5 - 7 years
Posted 81 days ago
The Senior Data Scientist position develops predictive and prescriptive models based on large-scale datasets to address various business problems through leveraging advanced statistical modeling, operations research, machine learning, or data mining techniques. The Data Scientist will work with other staff in developing demand models, capacity management models, physician supply and demand studies, layout efficiency/optimization analyses, process simulation assessments, financial analysis, and strategic planning for outpatient practices of Mayo Clinic across the enterprise. This position also be responsible to gather, analyze, present findings to leadership. The Data Scientist will provide develop the analytics tools that can be used by other staff with non-technical expertise. Specific duties include: designs experiments, create hypotheses, conduct statistical analyses and build models to drive insights and strategic recommendations; applies advanced statistical and optimization modeling techniques to build, maintain, and improve on multiple real time decision systems; models and frames business scenarios that are meaningful and which impact on critical business processes and/or decisions; leads discovery processes with Institute stakeholders to identify the business requirements and the expected outcome; develops innovative and effective approaches to solve client's analytics problems and communicates results and methodologies; makes strategic recommendations on data collection, integration and retention requirements incorporating business requirements and knowledge of best practices; automating models and metrics that track product performance; integrates analytics with other disciplines to support initiatives, research, and project requirements; communicates insights to key stakeholders, which include technical and non-technical audiences (must be able to understand, interpret and convey technical information to others); demonstrated project management skills, including working with a diverse team, managing budgets, milestones, and schedules; independently manages multiple medium or single institution scale projects of mild to moderate complexity through the entire project life cycle. Identifies, translates and applies best practices on assigned projects; provides mentoring to engineers and other junior data scientists as appropriate with some guidance from leadership.

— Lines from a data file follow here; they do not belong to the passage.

PR #299, opened 2022-08-31
Adding TO-220-3 packages and IRFZ 44N Mosfet

atoav:
This commit adds:
- TO-220-3 (vertical) package
- TO-220-3 (tab-down) package
- Infineon IRFZ44NPBF Mosfet

The 3D models are `TO-220-3_Vertical.step` and `TO-220-3_Horizontal_TabDown.step` from KiCAD: https://kicad.github.io/packages3d/Package_TO_SOT_THT


RX14:
This looks good! Only two things I would consider: I prefer kicad's idea of the silkscreens for this part. The silk should more closely hug the legs on the horizontal package, and there should be a fairly clear indication of which side the heatsink goes from the silkscreen instead of using an arrow towards the gate.

In addition, perhaps consider removing the "pbf" from the MPN and putting it in orderable MPNs. It's electrically irrelevant and just makes the MPN on the schematic longer for no gain.

carrotIndustries:
> In addition, perhaps consider removing the "pbf" from the MPN and putting it in orderable MPNs. It's electrically irrelevant and just makes the MPN on the schematic longer for no gain.

I get the point, but that MPN including PBF appears to be the one and only MPN for this part, so there are no alternate orderable MPNs.

atoav:
> Only two things I would consider: I prefer kicad's idea of the silkscreens for this part. The silk should more closely hug the legs on the horizontal package, and there should be a fairly clear indication of which side the heatsink goes from the silkscreen instead of using an arrow towards the gate.

You have a picture of that? I am not using KiCad

PR #1794, opened 2020-05-14
TruSTAR SDK version update

edwinabot:
## Status
Ready

## Related Issues
An update on TruSTAR SDK requires this changes 

## Description
Some attributes have changed on our phishing triage endpoints so this requires the version bump

### DIFF
--- a/docker/trustar/Pipfile
+++ b/docker/trustar/Pipfile
@@ -6,7 +6,7 @@ verify_ssl = true
 [dev-packages]
 
 [packages]
-trustar = {git = "https://github.com/trustar/trustar-python.git", editable = true, ref = "master"}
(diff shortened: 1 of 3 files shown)


docker/trustar/Pipfile
```diff
@@ -6,7 +6,7 @@ verify_ssl = true
 [dev-packages]
 
 [packages]
-trustar = {git = "https://github.com/trustar/trustar-python.git", editable = true, ref = "master"}
+trustar = {git = "https://github.com/trustar/trustar-python.git", editable = true, ref = "87154b98dc36c8c5a3aa9a6807be5ebdaf38ff13"}
```
edwinabot, line 9: This is not a secret but a commit hash. We cannot wait to the release to happen in PyPi.

PR #1834, opened 2020-05-21
py3ews - changed exchangelib to 3.2.0

DeanArbel:
## Status
Ready

## Description
Exchangelib 3.2.0 is required for running EWS O365 integration.

### DIFF
--- a/docker/py3ews/Pipfile
+++ b/docker/py3ews/Pipfile
@@ -6,7 +6,7 @@ verify_ssl = true
 [dev-packages]
 
 [packages]
-exchangelib = "*"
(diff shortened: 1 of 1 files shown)


glicht:
Not sure I understand why you added this. The image already has exchangelib 3.2.0.  You can run:
```bash
docker run --rm -it demisto/py3ews:1.0.0.7974 pip freeze | grep exchange
```
I get:
```
exchangelib==3.2.0
```

DeanArbel:
@glicht you're right - I was using an older version of the docker which was using 3.1.1

PR #2010, opened 2020-06-08
Update py42

unparalleled-js:
## Status
Ready

## Related Issues
n/a

## Description
The creation of an updated py42 docker container. Version pinning will soon no longer necessary (will change dependable in a separate PR)


unparalleled-js:
This is the plan, as far as I know.
1. Once this merges, there will be a new docker container available for pulling.
2. Open PR that has Code42 App upgrades / updates and change the docker container to pull new one.
3. Open another PR on this repo for remove dependable lines 1027-1028 that pin the version of py42 (so we will no longer need pinning).

Are there any whole in this plan? Does this make sense?

docker/py42/Pipfile
```diff
@@ -12,7 +12,7 @@ python-dateutil = "*"
 dateparser = "*"
 pyyaml = "*"
 funcy = "*"
-py42="==0.4.2"
+py42 = "*"
```
unparalleled-js, line 15: Does this affect the current docker image tag? I don't think it does but want to be sure. 

The current Code42 integration required a pinned version of 0.4.2.  There is a place in the dependabot yml file that has a comment near it indicating it is responsible for keeping the version pinned. After this PR merges, I will update the integration to use the latest py42 docker image and then open another PR here that removes the pinning from the dependabot yml file.

glicht: It doesn't affect the tag. The tag is controlled in the build.conf file: https://github.com/demisto/dockerfiles/blob/master/docker/py42/build.conf . Which I see you modified. So it looks like things are good.

glicht:
You can remove the lines 1027-1028 in .dependabot/config.yml already in this PR and then I will merge.

docker/py42/Pipfile
unparalleled-js: OK, so by modifying `build.conf`, it creates a new tag, and the current app goes on using the old one until we update it to use this new one. That is my understanding anyway!

unparalleled-js:
> You can remove the lines 1027-1028 in .dependabot/config.yml already in this PR and then I will merge.

As long as the nightly build does not update py42 in the current container with tag prefix 0.4.2, then we are good. Thanks!

docker/py42/Pipfile
glicht: Correct

unparalleled-js:
> You can remove the lines 1027-1028 in .dependabot/config.yml already in this PR and then I will merge.

**https://github.com/demisto/content/compare/master...code42:bugfix/INTEG-1093-handle-outside-trusted-domain-exfiltration?expand=1#diff-90cbbd278f99027bcc4102fd6e96ad4bR287**

^ This is what I didn't want to happen.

Master's degree in management, industrial engineering, statistics, economics systems engineering, operations research, analytics is preferred. If Master's degree: 5 years of relevant experience. If a Doctorate degree: 3 years of relevant experience. Experience in a similar role involving consulting, operations research, statistical modeling, operations analysis, data analytics workflow analysis, staffing analysis, process engineering. Experience using advanced engineering techniques, including operational research, queuing analysis, theory of constraints and simulation. Expected level of experience in software programming using OR packages, simulation, R, Python or SAS, and other data mining tools. Additional
PhD. in industrial engineering, systems engineering, statistics, operations research, business administration. Understanding of health care industry, and associated key performance drivers, business trends, and the latest industry developments in Qualitative, Quantitative and advanced engineering analysis. Demonstrated project management skills, including working with a diverse team, managing budgets, milestones, and schedules. Certified Analytics Professional (CAP) is encouraged.